Pierre Gerbais

Attending producer: Pascal & Aurélien Gerbais

The Gerbais family has been growing vines in Celles-sur-Ource for eight generations, and making wine since 1930. After the Second World War, Pierre Gerbais began investing heavily in vineyard land: while he started with just 40 ares of vines, the domaine has grown to nearly eighteen hectares today. His son Pascal is now at the helm of the estate, and since 2009, Pascal’s son Aurélien (pictured) has been working together with the family as well.

Apart from one parcel in the neighboring village of Landreville, all of Gerbais’s vineyards are in Celles-sur-Ource. Roughly half of the estate’s 17.5 hectares are planted with pinot noir, while the rest are split between chardonnay and pinot blanc—with over four hectares of pinot blanc, Gerbais is Champagne’s most important producer of this variety. Average vine age is 30 years across the estate, with the oldest pinot noir vines over 50 years and the oldest pinot blanc vines up to 80 years old.
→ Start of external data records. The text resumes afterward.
PR #2289, opened 2025-04-17
Add support for dict.values

### LINKED ISSUE #1883: [DICT] Add Python support for values()
### Describe the feature
Syntactic and semantic support should be added for `values`. This should be tested by implementing Python printing

### Test Code
```python
def foo():
    a = {1,1.0, 2:2.0}
    b : list[float] = []
    for bi in a.values():
        b.append(bi)
    return b
```

EmilyBourne:
Add support for `dict.values`. Fixes #1883

### DIFF
--- a/pyccel/ast/builtin_methods/dict_methods.py
+++ b/pyccel/ast/builtin_methods/dict_methods.py
@@ -347,7 +347,8 @@ class DictItems(Iterable):
         """
         Get the object representing the dict.
 
-        Get the object representing the dict.
+        Get the object representing the dict. The name of this method is
+        chosen to match the name of the equivalent method in VariableIterator.
         """
         return self._dict_obj
 
@@ -394,7 +395,8 @@ class DictKeys(Iterable):
         """
         Get the object representing the dict.
 
-        Get the object representing the dict.
+        Get the object representing the dict. The name of this method is
+        chosen to match the name of the equivalent method in VariableIterator.
         """
         return self._dict_obj
 
@@ -481,7 +483,8 @@ class DictValues(Iterable):
         """
         Get the object representing the dict.
 
-        Get the object representing the dict.
+        Get the object representing the dict. The name of this method is
+        chosen to match the name of the equivalent method in VariableIterator.
         """
         return self._dict_obj
 
--- a/pyccel/ast/builtin_methods/dict_methods.py
+++ b/pyccel/ast/builtin_methods/dict_methods.py
@@ -26,6 +26,7 @@ __all__ = ('DictClear',
            'DictPop',
            'DictPopitem',
            'DictSetDefault',
+           'DictValues',
            )
 
 #==============================================================================
--- a/pyccel/ast/builtin_methods/dict_methods.py
+++ b/pyccel/ast/builtin_methods/dict_methods.py
@@ -13,7 +13,7 @@ This module contains objects which describe these methods within Pyccel's AST.
 from pyccel.ast.datatypes import InhomogeneousTupleType, VoidType, SymbolicType
 from pyccel.ast.internals import PyccelFunction, Iterable, PyccelArrayShapeElement
 from pyccel.ast.literals  import LiteralInteger
-from pyccel.ast.variable  import IndexedElement
+from pyccel.ast.variable  import IndexedElement, Variable
 
 
 __all__ = ('DictClear',
@@ -412,8 +412,8 @@ class DictKeys(Iterable):
         list[TypedAstNode]
             A list of objects that should be assigned to variables.
         """
-        item = DictPopitem(self._dict_obj)
-        return [IndexedElement(item, 0)]
+        class_type = self._dict_obj.class_type.key_type
+        return [Variable(class_type, '_', memory_handling = 'heap' if class_type.rank > 0 else 'stack')]
 
 #==============================================================================
 class DictGetItem(DictMethod):
@@ -500,5 +500,5 @@ class DictValues(Iterable):
         list[TypedAstNode]
             A list of objects that should be assigned to variables.
         """
-        item = DictPopitem(self._dict_obj)
-        return [IndexedElement(item, 1)]
+        class_type = self._dict_obj.class_type.value_type
+        return [Variable(class_type, '_', memory_handling = 'heap' if class_type.rank > 0 else 'stack')]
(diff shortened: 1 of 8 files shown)


pyccel/ast/builtin_methods/dict_methods.py
```diff
@@ -451,3 +452,50 @@ def key(self):
...
+        super().__init__(1)
+
+    @property
+    def variable(self):
+        """
+        Get the object representing the dict.
+
+        Get the object representing the dict.
+        """
+        return self._dict_obj
```
yguclu, line 486: Class `DictMethod` calls this property `dict_obj`. Maybe we should do the same here for consistency?

The name `variable` appears to be used also in `DictItems` and `DictKeys`.

pyccel/ast/builtin_methods/dict_methods.py
```diff
@@ -451,3 +452,50 @@ def key(self):
...
+        Returns two objects that could be a key and a value of the dictionary.
+        These elements are used to determine the types of the loop targets.
+
+        Returns
+        -------
+        list[TypedAstNode]
+            A list of objects that should be assigned to variables.
+        """
+        item = DictPopitem(self._dict_obj)
+        return [IndexedElement(item, 1)]
```
yguclu, line 501: Why do we use `DictPopitem` here? `d.popitem()` modifies the dictionary `d` in place, while `d.values()` does not.

pyccel/ast/builtin_methods/dict_methods.py
```diff
@@ -451,3 +452,50 @@ def key(self):
...
+        """
+        Get the item of the iterable that will be saved to the loop targets.
+
+        Returns two objects that could be a key and a value of the dictionary.
+        These elements are used to determine the types of the loop targets.
+
+        Returns
+        -------
+        list[TypedAstNode]
+            A list of objects that should be assigned to variables.
```
yguclu, line 498: I have a few comments here:

- The docstring says that it returns "the item", or "two objects that could be a key and a value", but it really only returns the `value`, which is `d.popitem()[1]`.
- This function returns a list as explained, but with only one object. So I would clarify that.
- Given that `item := (key, value)` the Python jargon, I feel that this function should use the word `value` in its name and docstring.

yguclu (changes requested):
Very nice! I have a few comments

pyccel/ast/builtin_methods/dict_methods.py
EmilyBourne: This method returns an object with the type of the target. It is used in the semantic stage. Eg if we have:
```python
for v in d.values():
```
The type of `v` is deduced by parsing:
```python
v = d.popitem()[1]
```

I didn't want to create a new object to handle this as it is only used during the assignment. However now I think about it again, this might not be the correct solution. For multi dimensional objects this will result in `v` being a heap object when it should be an alias

yguclu: Gotcha. How do you want to proceed?

EmilyBourne: I can probably replace the call to DictPopitem with a Variable. I'll have a look on Monday or Tuesday

pyccel/ast/builtin_methods/dict_methods.py
EmilyBourne: The name `variable` is chosen to match the name used in `VariableIterator`:
https://github.com/pyccel/pyccel/blob/d25ae63327dccde8e0813c4b9a15d692cc77536b/pyccel/ast/builtins.py#L1634-L1663

This is useful as these objects act in an almost identical way in the same context. If I made `.items()` `.keys()` and `.values()` behave like `.pop` instead of like `a` in `for ai in a:` then I would need to treat `for ai in a:` and `for ai in a.keys():` differently even if `a` represents a `dict`. I can add a comment

pyccel/ast/builtin_methods/dict_methods.py
EmilyBourne: Done : 915968b20

pyccel/ast/builtin_methods/dict_methods.py
EmilyBourne: Docstrings fixed: 4f95dbd34

pyccel/ast/builtin_methods/dict_methods.py
yguclu: I see.

But then, why not calling this property `variable` in `DictMethod` too? I find it confusing that the `self` of a method is called with different names across our codebase. I do not have a strong preference for the name used, I just feel that we should pick any name and stick to it.

EmilyBourne: I don't call the property `variable` in `DictMethod` as the object may not be a variable. I don't have a good example for dicts but if we take the case of sets (`SetMethod` has a `set_obj` property) we may have:
```
a.copy().union(c)
```
Here the `set_obj` of `SetUnion` is `a.copy()` which is not a `Variable`. In order to avoid anyone assuming that it is a `Variable` I preferred to use `obj`.
This is not the case for an `iterable`. If the argument to `VariableIterator`/`DictKeys`/`DictValues`/`DictItems` is an expression then a temporary variable will be created in the semantic stage to ensure that it operates on a variable.

> I find it confusing that the self of a method is called with different names across our codebase.

I get this but the concept of `Iterable` and `DictMethod` are very different so it is not surprising that their implementation differs on certain points. It would be possible to replace `variable` in `VariableIterator` and `dict_obj` in `DictMethod` (and `set_obj` in `SetMethod` and `list_obj` in `ListMethod`) with `obj` but I feel that this would be a lot less descriptive. E.g in `ListInsert` we currently have the properties `list_obj`, `index` and `object` (where the names `index` and `object` are chosen to match Python's docstring of `list.insert`). `obj`, `index` and `object` would be much less clear. And `variable`, `index` and `object` would be misleading in the case of `f(my_list_ref).insert(0,4)`.

Similarly without reading the docstring I'm not sure I would be certain what `VariableIterator.obj` represents. I would guess the iterator object not the object being iterated over

EmilyBourne: If you have a suggestion that avoids these pitfalls then we could change but as this affects methods across several files unrelated to this PR I think it would be better to put this in its own PR

pyccel/ast/builtin_methods/dict_methods.py
EmilyBourne: This should be good enough for this PR though. If it is wrong then the fix is simply heap->alias

pyccel/ast/builtin_methods/dict_methods.py
yguclu: Yes, let's leave this to a separate discussion/issue/PR

yguclu (approved):

PR #2294, opened 2025-04-23
Fix LAPACK installation on windows

### LINKED ISSUE #1091: Windows will not run lapack or blas tests
Windows will not run lapack or blas tests. They fail with the error:
```
liblapack.dll: cannot open shared object file: No such file or directory
```
It is not clear what command should be used to avoid this error. Several things were tried in PR #959 but with no success. If anyone has a windows machine they can test on then this would be useful

_Originally posted by @EmilyBourne in https://github.com/pyccel/pyccel/issues/959#issuecomment-948542498_

EmilyBourne:
The Windows CI is failing as the University of Tennessee has changed the permissions on its website. It is therefore no longer possible to download the compiled dll files from this site.

This PR changes the installation process to collect LAPACK from the GitHub reference repository. It is compiled with CMake and the result is cached to avoid recompiling every time we use a Windows runner. This new installation fixes #1091

### DIFF
--- a/.github/actions/windows_install/action.yml
+++ b/.github/actions/windows_install/action.yml
@@ -40,7 +40,7 @@ runs:
         #cd build
         #cmake --help
         #echo "cmake -DCMAKE_INSTALL_PREFIX=${Env:MINGW_DIR} .."
-        cmake -D CMAKE_INSTALL_PREFIX="${Env:MINGW_DIR}" -B build -S .
+        cmake -D CMAKE_INSTALL_PREFIX="${Env:MINGW_DIR}" -D CMAKE_C_COMPILER=gcc -D CMAKE_Fortran_COMPILER=gfortran -B build -S .
         echo "cmake done"
         cmake --build build -j 4 --target install
         ls ${Env:MINGW_DIR}
--- a/.github/actions/windows_install/action.yml
+++ b/.github/actions/windows_install/action.yml
@@ -38,6 +38,9 @@ runs:
         cd lapack-3.12.1
         $GCC_EXE=(Get-Command gcc).Path
         $GFORTRAN_EXE=(Get-Command gfortran).Path
+        gcc --version
+        gfortran --version
+        echo "${Env:GCC_EXE}  ${Env:GFORTRAN_EXE}"
         cmake -D CMAKE_INSTALL_PREFIX="${Env:MINGW_DIR}" -D CMAKE_C_COMPILER="${Env:GCC_EXE}" -D CMAKE_Fortran_COMPILER="${Env:GFORTRAN_EXE}" -B build -S .
         echo "cmake done"
         cmake --build build -j 4 --target install
--- a/.github/actions/windows_install/action.yml
+++ b/.github/actions/windows_install/action.yml
@@ -39,7 +39,7 @@ runs:
         $GCC_EXE=((Get-Command gcc).Path -replace '\\', '/')
         $GFORTRAN_EXE=((Get-Command gfortran).Path -replace '\\', '/')
         echo "$GCC_EXE  $GFORTRAN_EXE  ${Env:MINGW_DIR}"
-        cmake -D CMAKE_INSTALL_PREFIX="${Env:MINGW_DIR}" -D CMAKE_C_COMPILER="$GCC_EXE" -D CMAKE_Fortran_COMPILER="$GFORTRAN_EXE" -B build -S .
+        cmake  -G "MinGW Makefiles" -D CMAKE_INSTALL_PREFIX="${Env:MINGW_DIR}" -D CMAKE_C_COMPILER="$GCC_EXE" -D CMAKE_Fortran_COMPILER="$GFORTRAN_EXE" -B build -S .
         echo "cmake done"
         cmake --build build -j 4 --target install
         ls ${Env:MINGW_DIR}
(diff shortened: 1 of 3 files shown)


.github/actions/windows_install/action.yml
```diff
@@ -21,30 +21,62 @@ runs:
         echo $EXE
         $BIN_DIR=(Split-Path -Parent ${EXE}) # Find folder containing c compiler
         $MINGW_DIR=(Split-Path -Parent ${BIN_DIR}) # Find the enclosing mingw directory
-        $LIBRARY_DIR="$MINGW_DIR/lib"
-        echo $LIBRARY_DIR | Out-File -FilePath $env:GITHUB_PATH -Encoding utf8 -Append
-        echo "LIBRARY_DIR=${LIBRARY_DIR}" | Out-File -FilePath $env:GITHUB_ENV -Encoding utf8 -Append
+        echo $MINGW_DIR | Out-File -FilePath $env:GITHUB_PATH -Encoding utf8 -Append
+        echo "MINGW_DIR=${MINGW_DIR}" | Out-File -FilePath $env:GITHUB_ENV -Encoding utf8 -Append
```
yguclu, line 26: Now you are adding the enclosing `mingw` directory to GITHUB_PATH instead of just its `lib` subdirectory. Does this change make a difference, or is it just for better clarity in this action file?

.github/actions/windows_install/action.yml
yguclu, line 1: I suggest to store the LAPACK library version in a string variable (now `"3.12.1"`), so that it can be more easily changed in the future.

.github/actions/windows_install/action.yml
```diff
@@ -21,30 +21,62 @@ runs:
...
+          C:/mingw64/lib/cmake/lapack-3.12.0/lapack-targets-release.cmake
+          C:/mingw64/lib/pkgconfig/lapack.pc
+          C:/mingw64/lib/cmake/lapack-3.12.0/lapack-config.cmake
+          C:/mingw64/lib/cmake/lapack-3.12.0/lapack-config-version.cmake
+          C:/mingw64/lib/pkgconfig/blas.pc
+          C:/mingw64/lib/libblas.dll.a
+          C:/mingw64/bin/libblas.dll
+          C:/mingw64/lib/liblapack.dll.a
+          C:/mingw64/bin/liblapack.dll
+        key: ${{ runner.os }}-gcc-lapack-v3.12.1
```
yguclu, line 46: Are we using version `3.12.0` or `3.12.1`?

.github/actions/windows_install/action.yml
```diff
@@ -21,30 +21,61 @@ runs:
...
+    - name: Save Lapack Cache
+      id: cache-lapack-save
+      uses: actions/cache/save@v3
+      with:
+        path: |
+          C:/mingw64/lib/cmake/lapack-3.12.0/lapack-targets.cmake
+          C:/mingw64/lib/cmake/lapack-3.12.0/lapack-targets-release.cmake
+          C:/mingw64/lib/pkgconfig/lapack.pc
+          C:/mingw64/lib/cmake/lapack-3.12.0/lapack-config.cmake
+          C:/mingw64/lib/cmake/lapack-3.12.0/lapack-config-version.cmake
```
yguclu, line 72: Here we have `3.12.0` again.

yguclu (changes requested):

.github/actions/windows_install/action.yml
yguclu: Definitely, it is because we installed the dynamic libraries into the lib/ folder

.github/actions/windows_install/action.yml
EmilyBourne: I am installing v3.12.1:

https://github.com/pyccel/pyccel/blob/6425fa2d298e7fc8e1efdec1b800d9d7110f1312/.github/actions/windows_install/action.yml#L53

But I am caching the locations that CMake spat out. It looks like LAPACK forgot to update this when they created the tag. The tag was created 8th Jan: https://github.com/Reference-LAPACK/lapack/releases/tag/v3.12.1
but the version was update 12th Jan:
https://github.com/Reference-LAPACK/lapack/commit/3e242fc8d5d38f0425c6018fe88abf31e1a9e80f

.github/actions/windows_install/action.yml
EmilyBourne: I think it is pretty easy to change with sed or vim. On the other hand I have no idea how well powershell deals with string variables in the middle of expressions and don't have a windows machine to test on. I also don't think that such variables could be used in the caching unless there is a way to make them GitHub variables instead. If we can then that would be an option. Although as seen below that will not clarify everything as the cached files are in the wrong location

.github/actions/windows_install/action.yml
EmilyBourne: I have removed this line: [6425fa2](https://github.com/pyccel/pyccel/pull/2294/commits/6425fa2d298e7fc8e1efdec1b800d9d7110f1312)

.github/actions/windows_install/action.yml
yguclu: Ah, I have just read your answer to my other comment 😆 

Never mind, there is no point in using a string variable if the LAPACK team does not update the names consistently

.github/actions/windows_install/action.yml
yguclu: Is there a way to get these locations automatically from CMake?

yguclu: I agree

yguclu (approved):

PR #2299, opened 2025-04-24
Make the contents of Fortran modules private by default

### LINKED ISSUE #2144: Importing a module in `Fortran` does not account for name collisions with aliases
### Describe the bug
When importing a module in `Fortran`, The name collision resolution mechanism does not account for local aliases used in the imported module. This is especially critical with `pyc_math_f90`; using `i32` as a variable like it is the case in `tests/pyccel/scripts/expressions.py` causes compilation errors.

### To Reproduce
```python
import numpy as np
from math import gcd

if __name__ == "__main__":
    i32 = 1
    print(gcd(i32, i32))
```
Here, Importing pyc_math_f90 introduces the name collision, even when we only wanna import  a single function from the module.

Pyccel however has no issues with the collision inside the same module. 
```python
if __name__ == "__main__":
    i64 = 1
```
The code above translates to:
```Fortran
program prog_prog_soo
  use soo
  use, intrinsic :: ISO_C_Binding, only : C_INT64_T
  implicit none
  integer(C_INT64_T) :: i64
  i64 = 1_C_INT64_T
end program prog_prog_soo
```
### Error details

```bash
__pyccel__/prog_soo.f90:11:21:

    4 |   use pyc_math_f90
      |      2               
......
   11 |   integer(i64) :: i32
      |                     1
Error: Symbol ‘i32’ at (1) conflicts with symbol from module ‘__iso_c_binding’, use-associated at (2)
__pyccel__/prog_soo.f90:13:2:

   13 |   i32 = 1_i64
      |  1
Error: Named constant ‘i32’ in variable definition context (assignment) at (1)
```

### Expected behavior
- The name collision should be extended to imported modules.
- `from math import x` should translate to ` use pyc_math_f90, only: x`
- for the time, being a quick fix is to make the aliases private in `pyc_math_f90`

### Language
Fortran

EmilyBourne:
Make the contents of Fortran modules private by default instead of public. Only non-private functions, non-private variables, interfaces and classes should be explicitly public. Fixes #2144


EmilyBourne:
No test has been added as I cannot think of one. When there is an `import` statement in Python we correctly translate this to `use X, only Y`. We only use `use X` for the module of a program or for a stdlib file. This bug is therefore only really dangerous for users using their code in an external project.

pyccel/stdlib/gFTL_functions/Set_extensions.inc
```diff
@@ -1,9 +1,15 @@
 
 #include <set/header.inc>
+#define __IDENTITY(x) x
```
yguclu, line 3: What is the purpose of this macro?

pyccel/stdlib/gFTL_functions/Vector_extensions.inc
```diff
@@ -1,8 +1,11 @@
 #include <vector/header.inc>
+#define __IDENTITY(x) x
```
yguclu, line 2: Same question as in the previous file

yguclu (approved):
Looks good to me!

PR #2301, opened 2025-04-24
Fix printing of lists

### LINKED ISSUE #2097: Print does not handle empty lists well
### Describe the bug
When printing lists, the actual code prints the inner elements except the last one, then prints the last element along with `]`. The last element is obtained by `*vec_int64_t_at(&a,vec_int64_t_size(&a) - INT64_C(1))` in `C` and ` write(stdout, '(I0, A)', advance="no") a%of(a % size() - 1_i64 + 1_i64 &` in `Fortran`. These accesses are prohibited when the length of the list is 0/

### To Reproduce
```python
if __name__ == '__main__':
    a : 'list[int]'= []
    print(a)
```

### Error details

```c
    printf("[");
    for (i = INT64_C(0); i < vec_int64_t_size(&a) - INT64_C(1); i += INT64_C(1))
    {
        printf("%"PRId64" ", (*vec_int64_t_at(&a,i)));
    }
    printf("%"PRId64"]\n", (*vec_int64_t_at(&a,vec_int64_t_size(&a) - INT64_C(1))));
    vec_int64_t_drop(&a);
```
```fortran
  do i = 0_i64, a % size() - 1_i64 - 1_i64
    write(stdout, '(I0, A)', advance="no") a%of(i + 1_i64) , ' '
  end do
        ) , ']'
```
### Expected behavior
A first check on the length of the array should be performed before actually printing.

### Language
C, Fortran

EmilyBourne:
Fix printing of lists by adding an if block round the printing of the final element. This code handles lists but also arrays so special handling is added for the common case of an array of known (non-zero) size. Fixes #2097


pyccel/codegen/printing/fcode.py
```diff
@@ -3177,10 +3184,10 @@ def _print_If(self, expr):
 
         for i, (c, e) in enumerate(expr.blocks):
 
-            if i == 0:
-                lines.append("if (%s) then\n" % self._print(c))
-            elif i == len(expr.blocks) - 1 and isinstance(c, LiteralTrue):
+            if i == len(expr.blocks) - 1 and isinstance(c, LiteralTrue):
                 lines.append("else\n")
+            elif i == 0:
+                lines.append("if (%s) then\n" % self._print(c))
```
EmilyBourne, line 3190:
```suggestion
                lines.append(f"if ({self._print(c)}) then\n" )
```

yguclu (approved):
Looks good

Responsible agriculture is at the heart of the Gerbais philosophy, and since 1996, the estate has been a member of Ampelos, an organization that controls and certifies sustainable viticulture. (Other Ampelos-certified champagne estates include Vilmart & Cie. and René Geoffroy.) Ampelos allows no chemical fertilizers, herbicides or insecticides, and Gerbais grows cover crops where appropriate, plowing the vineyards regularly as well.

In an effort to reduce yields, Gerbais uses no chablis pruning, not even for chardonnay; instead, vines on clay soils are pruned in cordon, while those on more chalky soils are trained in Guyot simple. “We’re much more influenced here by Bourgogne than by Avize,” says Aurélien Gerbais.

The vineyards of Celles-sur-Ource lie at the confluence of several river valleys—the Laignes, Seine, Ource and Arce—and this creates a variety of expositions. A primary distinction, though, can be made between the vineyards that face south and those that face north. The south-facing slopes, which Gerbais terms “en droit,” are exposed to the sun throughout the day, creating rich, ripe wines. In contrast, the north-facing slopes, which Gerbais calls “en vert,” are less well-exposed, yet they provide a better balance in warm years, retaining acidity and freshness. The village’s growers have historically preferred the south-facing vineyards, yet Aurélien’s grandfather always believed in the value of the north-facing slopes, and today the estate’s holdings are divided equally between the two sides.

Gerbais owns both a traditional vertical press and a pneumatic one, and while it’s necessary to have multiple presses for an estate of this size, he notes that the characters of the two are different. “The extraction in the traditional press is more precise, since it takes a longer time,” he says. “It’s better for certain terroirs.” All of the wines are fermented in tank, “for precision, and to respect the terroir,” says Gerbais, although he has begun using some demi-muids for aging. All of the wines go through malolactic, and they are bottled without fining or filtration.